Assignment
The records that follow must be repeated verbatim, every one of them.

(Stored data)

PR #822, opened 2023-05-05
SNOW-809437: Add SnowparkFile to the python API docs

sfc-gh-lschmidt:

   Fixes SNOW-809437

   Adds SnowparkFile to the doc.
   
   Add supported file APIs to the overview page. Note that all methods show up on the class page so I added some basic documentation for those saying it's not supported.


sfc-gh-lschmidt:

src/snowflake/snowpark/files.py
```diff
@@ -93,58 +93,119 @@ def close(self) -> None:
         return
 
     def detach(self) -> None:
+        """
+        Not yet supported in UDF and Stored Procedures.
+
+        See https://docs.python.org/3/library/io.html#io.BufferedIOBase.detach
+        """
```
sfc-gh-skulkarni, line 100: Based on SfStream implementation this actually returns `UnsupportedOperation("Detaching stream from file is unsupported")`

src/snowflake/snowpark/files.py
```diff
@@ -93,58 +93,119 @@ def close(self) -> None:
...
         raise NotImplementedError(_DEFER_IMPLEMENTATION_ERR_MSG)
 
     def fileno(self) -> None:
+        """
+        Not yet supported in UDF and Stored Procedures.
+
+        See https://docs.python.org/3/library/io.html#io.IOBase.fileno
+        """
```
sfc-gh-skulkarni, line 108: Based on SfStream implementation, this actually returns `OSError("This object does not use a file descriptor")`

sfc-gh-skulkarni (commented):
A couple of the marked methods have server side implementations that return errors that we should probably reflect in the docs. Otherwise lgtm

src/snowflake/snowpark/files.py
sfc-gh-lschmidt: Doesn't that match with Not yet supported in UDF and Stored procedures?

src/snowflake/snowpark/files.py
sfc-gh-lschmidt: What would you recommend? I was thinking that not supported is simple enough and they probably don't care what it actually fails with? Should we change it to unsupported? Or update it to "Returns os error"?

sfc-gh-skulkarni (approved):

docs/source/files.rst
```diff
@@ -0,0 +1,43 @@
+
+
+===========================
+Files
+===========================
+
+.. automodule:: snowflake.snowpark.files
```
sfc-gh-stan, line 7: Let's remove these two lines. It's causing an extra header `Attribute` to be generated at the end of [docs/api/snowflake.snowpark.files.SnowflakeFile.html#snowflake.snowpark.files.SnowflakeFile.html](url)

sfc-gh-stan (changes requested):
I see that in the code we use the exception message `_DEFER_IMPLEMENTATION_ERR_MSG`  to indicate `SnowparkFile` does not work locally yet. We should clarify this in the documentation too.
Let's also involve our technical writer @sfc-gh-mabrennan in the review.

docs/source/files.rst
sfc-gh-lschmidt: When I remove these two lines we loose the title information, so I left them. Not sure what you are talking about with the attributes. When I ran it I don't see anything there. Unless it's something not obvious?

sfc-gh-lschmidt:
Added comments to the overall file and to SnowparkFile about how it only works locally. Let me know if this addresses the issues!

docs/source/files.rst
sfc-gh-stan: image
I was referring to the `Attributes` printed at the bottom. 
I see what you mean, since the documentation is very short, what if we just manually copy paste it in the `rst` file?

sfc-gh-stan:
> Added comments to the overall file and to SnowparkFile about how it only works locally. Let me know if this addresses the issues!

Thank you 🙂 the documentation LGTM. I have asked our technical writer @sfc-gh-mabrennan to take a quick look as well.

src/snowflake/snowpark/files.py
```diff
@@ -79,7 +85,7 @@ def open(
         Args:
             file_location: scoped URL, file URL, or string path for files located in a stage
             mode: A string used to mark the type of an IO stream.
-            is_owner_file: A boolean value, if True, the API is intended to access owner's files and all url/uri are allowed. If False, the API is intended to access files passed into the function by the caller and only scoped url is allowed.
+            is_owner_file: (Deprecated) A boolean value, if True, the API is intended to access owner's files and all url/uri are allowed. If False, the API is intended to access files passed into the function by the caller and only scoped url is allowed.
```
sfc-gh-mabrennan, line 88: url/uri -> URL/URI
and
url -> URL

sfc-gh-mabrennan (approved):
LGTM. I just added a couple of capitalization suggestions.

docs/source/files.rst
sfc-gh-lschmidt: Hrm I am a bit worried then it wouldn't get any updates which seems a bit worse. I added None to the attributes section. How is that? 
Screenshot 2023-05-10 at 11 25 09 AM

sfc-gh-stan (approved):

PR #829, opened 2023-05-09
SNOW-810566: Fix SQL simplifier on filter and sequence column 

sfc-gh-jdu:

   Fixes #NNNN

### DIFF
--- a/src/snowflake/snowpark/_internal/analyzer/expression.py
+++ b/src/snowflake/snowpark/_internal/analyzer/expression.py
@@ -354,3 +354,18 @@ class ListAgg(Expression):
 
     def dependent_column_names(self) -> Optional[Set[str]]:
         return derive_dependent_columns(self.col)
+
+
+class Seq(Expression):
+    def __init__(self, width: int, sign: int) -> None:
+        super().__init__()
+        self.width = width
+        self.sign = sign
+
+    @property
+    def sql(self) -> str:
+        return f"SEQ{self.width}({self.sign})"
+
+    def dependent_column_names(self) -> Optional[Set[str]]:
+        # A sequence column can depend on all columns at the same level because the order matters.
+        return COLUMN_DEPENDENCY_ALL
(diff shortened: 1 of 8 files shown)


src/snowflake/snowpark/_internal/analyzer/expression.py
```diff
@@ -354,3 +354,18 @@ def __init__(self, col: Expression, delimiter: str, is_distinct: bool) -> None:
 
     def dependent_column_names(self) -> Optional[Set[str]]:
         return derive_dependent_columns(self.col)
+
+
+class Seq(Expression):
```
sfc-gh-lspiegelberg, line 359: what about functions like PERCENT_RANK? https://docs.snowflake.com/en/sql-reference/functions/percent_rank are we sure they won't have similar issues?

sfc-gh-jdu: It's a window function (in this PR, we make changes to all window functions and seq[*]), so it will be covered. I'll add a test case here

sfc-gh-yixie:
Can we add some tests for window + filter?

Solution for this task
PR #822, opened 2023-05-05
SNOW-809437: Add SnowparkFile to the python API docs

sfc-gh-lschmidt:

   Fixes SNOW-809437

   Adds SnowparkFile to the doc.
   
   Add supported file APIs to the overview page. Note that all methods show up on the class page so I added some basic documentation for those saying it's not supported.


sfc-gh-lschmidt:

src/snowflake/snowpark/files.py
```diff
@@ -93,58 +93,119 @@ def close(self) -> None:
         return
 
     def detach(self) -> None:
+        """
+        Not yet supported in UDF and Stored Procedures.
+
+        See https://docs.python.org/3/library/io.html#io.BufferedIOBase.detach
+        """
```
sfc-gh-skulkarni, line 100: Based on SfStream implementation this actually returns `UnsupportedOperation("Detaching stream from file is unsupported")`

src/snowflake/snowpark/files.py
```diff
@@ -93,58 +93,119 @@ def close(self) -> None:
...
         raise NotImplementedError(_DEFER_IMPLEMENTATION_ERR_MSG)
 
     def fileno(self) -> None:
+        """
+        Not yet supported in UDF and Stored Procedures.
+
+        See https://docs.python.org/3/library/io.html#io.IOBase.fileno
+        """
```
sfc-gh-skulkarni, line 108: Based on SfStream implementation, this actually returns `OSError("This object does not use a file descriptor")`

sfc-gh-skulkarni (commented):
A couple of the marked methods have server side implementations that return errors that we should probably reflect in the docs. Otherwise lgtm

src/snowflake/snowpark/files.py
sfc-gh-lschmidt: Doesn't that match with Not yet supported in UDF and Stored procedures?

src/snowflake/snowpark/files.py
sfc-gh-lschmidt: What would you recommend? I was thinking that not supported is simple enough and they probably don't care what it actually fails with? Should we change it to unsupported? Or update it to "Returns os error"?

sfc-gh-skulkarni (approved):

docs/source/files.rst
```diff
@@ -0,0 +1,43 @@
+
+
+===========================
+Files
+===========================
+
+.. automodule:: snowflake.snowpark.files
```
sfc-gh-stan, line 7: Let's remove these two lines. It's causing an extra header `Attribute` to be generated at the end of [docs/api/snowflake.snowpark.files.SnowflakeFile.html#snowflake.snowpark.files.SnowflakeFile.html](url)

sfc-gh-stan (changes requested):
I see that in the code we use the exception message `_DEFER_IMPLEMENTATION_ERR_MSG`  to indicate `SnowparkFile` does not work locally yet. We should clarify this in the documentation too.
Let's also involve our technical writer @sfc-gh-mabrennan in the review.

docs/source/files.rst
sfc-gh-lschmidt: When I remove these two lines we loose the title information, so I left them. Not sure what you are talking about with the attributes. When I ran it I don't see anything there. Unless it's something not obvious?

sfc-gh-lschmidt:
Added comments to the overall file and to SnowparkFile about how it only works locally. Let me know if this addresses the issues!

docs/source/files.rst
sfc-gh-stan: image
I was referring to the `Attributes` printed at the bottom. 
I see what you mean, since the documentation is very short, what if we just manually copy paste it in the `rst` file?

sfc-gh-stan:
> Added comments to the overall file and to SnowparkFile about how it only works locally. Let me know if this addresses the issues!

Thank you 🙂 the documentation LGTM. I have asked our technical writer @sfc-gh-mabrennan to take a quick look as well.

src/snowflake/snowpark/files.py
```diff
@@ -79,7 +85,7 @@ def open(
         Args:
             file_location: scoped URL, file URL, or string path for files located in a stage
             mode: A string used to mark the type of an IO stream.
-            is_owner_file: A boolean value, if True, the API is intended to access owner's files and all url/uri are allowed. If False, the API is intended to access files passed into the function by the caller and only scoped url is allowed.
+            is_owner_file: (Deprecated) A boolean value, if True, the API is intended to access owner's files and all url/uri are allowed. If False, the API is intended to access files passed into the function by the caller and only scoped url is allowed.
```
sfc-gh-mabrennan, line 88: url/uri -> URL/URI
and
url -> URL

sfc-gh-mabrennan (approved):
LGTM. I just added a couple of capitalization suggestions.

docs/source/files.rst
sfc-gh-lschmidt: Hrm I am a bit worried then it wouldn't get any updates which seems a bit worse. I added None to the attributes section. How is that? 
Screenshot 2023-05-10 at 11 25 09 AM

sfc-gh-stan (approved):

PR #829, opened 2023-05-09
SNOW-810566: Fix SQL simplifier on filter and sequence column 

sfc-gh-jdu:

   Fixes #NNNN

### DIFF
--- a/src/snowflake/snowpark/_internal/analyzer/expression.py
+++ b/src/snowflake/snowpark/_internal/analyzer/expression.py
@@ -354,3 +354,18 @@ class ListAgg(Expression):
 
     def dependent_column_names(self) -> Optional[Set[str]]:
         return derive_dependent_columns(self.col)
+
+
+class Seq(Expression):
+    def __init__(self, width: int, sign: int) -> None:
+        super().__init__()
+        self.width = width
+        self.sign = sign
+
+    @property
+    def sql(self) -> str:
+        return f"SEQ{self.width}({self.sign})"
+
+    def dependent_column_names(self) -> Optional[Set[str]]:
+        # A sequence column can depend on all columns at the same level because the order matters.
+        return COLUMN_DEPENDENCY_ALL
(diff shortened: 1 of 8 files shown)


src/snowflake/snowpark/_internal/analyzer/expression.py
```diff
@@ -354,3 +354,18 @@ def __init__(self, col: Expression, delimiter: str, is_distinct: bool) -> None:
 
     def dependent_column_names(self) -> Optional[Set[str]]:
         return derive_dependent_columns(self.col)
+
+
+class Seq(Expression):
```
sfc-gh-lspiegelberg, line 359: what about functions like PERCENT_RANK? https://docs.snowflake.com/en/sql-reference/functions/percent_rank are we sure they won't have similar issues?

sfc-gh-jdu: It's a window function (in this PR, we make changes to all window functions and seq[*]), so it will be covered. I'll add a test case here

sfc-gh-yixie:
Can we add some tests for window + filter?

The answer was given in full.